### Your goal
From the listing below, copy only the lines running from the line that contains "PR #1117, opened 2022-02-14" to the line that contains "is a shorthand", both included.

++++++

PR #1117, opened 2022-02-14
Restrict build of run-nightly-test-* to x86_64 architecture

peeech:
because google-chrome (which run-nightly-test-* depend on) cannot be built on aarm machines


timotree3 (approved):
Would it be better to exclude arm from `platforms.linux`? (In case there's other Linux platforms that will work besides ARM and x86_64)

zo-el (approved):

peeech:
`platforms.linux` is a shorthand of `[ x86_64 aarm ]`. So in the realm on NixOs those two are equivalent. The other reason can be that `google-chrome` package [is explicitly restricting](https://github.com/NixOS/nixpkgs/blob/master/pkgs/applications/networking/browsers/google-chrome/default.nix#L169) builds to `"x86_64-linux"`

++++++

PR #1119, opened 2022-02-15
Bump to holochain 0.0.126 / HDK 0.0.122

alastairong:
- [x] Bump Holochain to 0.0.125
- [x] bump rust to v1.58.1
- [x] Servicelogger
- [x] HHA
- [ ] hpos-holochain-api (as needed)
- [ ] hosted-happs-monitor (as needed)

++++++

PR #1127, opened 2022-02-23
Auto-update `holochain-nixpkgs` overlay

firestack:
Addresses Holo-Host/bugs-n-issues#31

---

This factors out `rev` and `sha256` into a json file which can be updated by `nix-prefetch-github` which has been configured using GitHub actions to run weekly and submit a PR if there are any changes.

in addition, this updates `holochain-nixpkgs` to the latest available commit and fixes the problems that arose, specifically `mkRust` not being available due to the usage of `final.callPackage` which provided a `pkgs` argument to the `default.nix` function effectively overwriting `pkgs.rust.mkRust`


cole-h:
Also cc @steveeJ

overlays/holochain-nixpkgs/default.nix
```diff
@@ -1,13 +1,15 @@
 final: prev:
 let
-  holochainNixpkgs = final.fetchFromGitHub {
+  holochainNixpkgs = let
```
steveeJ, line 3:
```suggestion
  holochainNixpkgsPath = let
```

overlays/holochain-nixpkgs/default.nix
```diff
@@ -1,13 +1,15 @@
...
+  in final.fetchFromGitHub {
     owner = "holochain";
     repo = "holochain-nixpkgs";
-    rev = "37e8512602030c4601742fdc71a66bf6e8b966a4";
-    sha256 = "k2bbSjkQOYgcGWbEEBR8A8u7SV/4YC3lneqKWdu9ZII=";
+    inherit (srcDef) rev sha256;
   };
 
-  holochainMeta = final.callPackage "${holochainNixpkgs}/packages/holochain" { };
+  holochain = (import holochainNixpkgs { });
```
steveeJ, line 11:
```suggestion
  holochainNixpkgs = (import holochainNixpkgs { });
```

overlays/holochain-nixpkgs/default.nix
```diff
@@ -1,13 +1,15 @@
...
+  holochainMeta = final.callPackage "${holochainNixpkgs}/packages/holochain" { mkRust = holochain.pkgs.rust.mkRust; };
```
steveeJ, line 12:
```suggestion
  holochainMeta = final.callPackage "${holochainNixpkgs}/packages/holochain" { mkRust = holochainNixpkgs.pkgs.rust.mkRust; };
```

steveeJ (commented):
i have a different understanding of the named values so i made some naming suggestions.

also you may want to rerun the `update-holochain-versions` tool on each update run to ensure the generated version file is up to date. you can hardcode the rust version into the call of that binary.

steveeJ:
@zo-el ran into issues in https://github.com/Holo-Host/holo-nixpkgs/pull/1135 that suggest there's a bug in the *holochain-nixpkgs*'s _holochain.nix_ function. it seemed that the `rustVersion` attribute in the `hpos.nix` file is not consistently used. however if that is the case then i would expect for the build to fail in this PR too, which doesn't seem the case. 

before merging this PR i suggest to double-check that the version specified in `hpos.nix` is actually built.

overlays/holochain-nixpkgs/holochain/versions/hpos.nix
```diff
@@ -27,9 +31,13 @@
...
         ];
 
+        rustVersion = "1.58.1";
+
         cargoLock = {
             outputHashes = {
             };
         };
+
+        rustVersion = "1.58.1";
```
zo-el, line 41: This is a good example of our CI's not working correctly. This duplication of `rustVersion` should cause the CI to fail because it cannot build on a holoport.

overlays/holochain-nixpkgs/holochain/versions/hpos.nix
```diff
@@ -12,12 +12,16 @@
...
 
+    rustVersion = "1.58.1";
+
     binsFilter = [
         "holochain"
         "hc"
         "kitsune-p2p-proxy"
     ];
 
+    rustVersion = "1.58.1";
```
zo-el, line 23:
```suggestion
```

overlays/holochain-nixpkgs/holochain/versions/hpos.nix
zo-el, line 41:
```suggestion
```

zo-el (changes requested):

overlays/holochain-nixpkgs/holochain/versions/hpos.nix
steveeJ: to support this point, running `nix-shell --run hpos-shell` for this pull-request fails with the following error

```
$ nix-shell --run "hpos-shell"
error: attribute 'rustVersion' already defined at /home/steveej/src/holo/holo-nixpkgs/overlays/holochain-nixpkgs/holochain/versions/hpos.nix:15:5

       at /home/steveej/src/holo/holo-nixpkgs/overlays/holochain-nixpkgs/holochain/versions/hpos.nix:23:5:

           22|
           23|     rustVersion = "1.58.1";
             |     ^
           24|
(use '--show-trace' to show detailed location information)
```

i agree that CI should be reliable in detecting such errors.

++++++

### Completed exercise
PR #1117, opened 2022-02-14
Restrict build of run-nightly-test-* to x86_64 architecture

peeech:
because google-chrome (which run-nightly-test-* depend on) cannot be built on aarm machines


timotree3 (approved):
Would it be better to exclude arm from `platforms.linux`? (In case there's other Linux platforms that will work besides ARM and x86_64)

zo-el (approved):

peeech:
`platforms.linux` is a shorthand of `[ x86_64 aarm ]`. So in the realm on NixOs those two are equivalent. The other reason can be that `google-chrome` package [is explicitly restricting](https://github.com/NixOS/nixpkgs/blob/master/pkgs/applications/networking/browsers/google-chrome/default.nix#L169) builds to `"x86_64-linux"`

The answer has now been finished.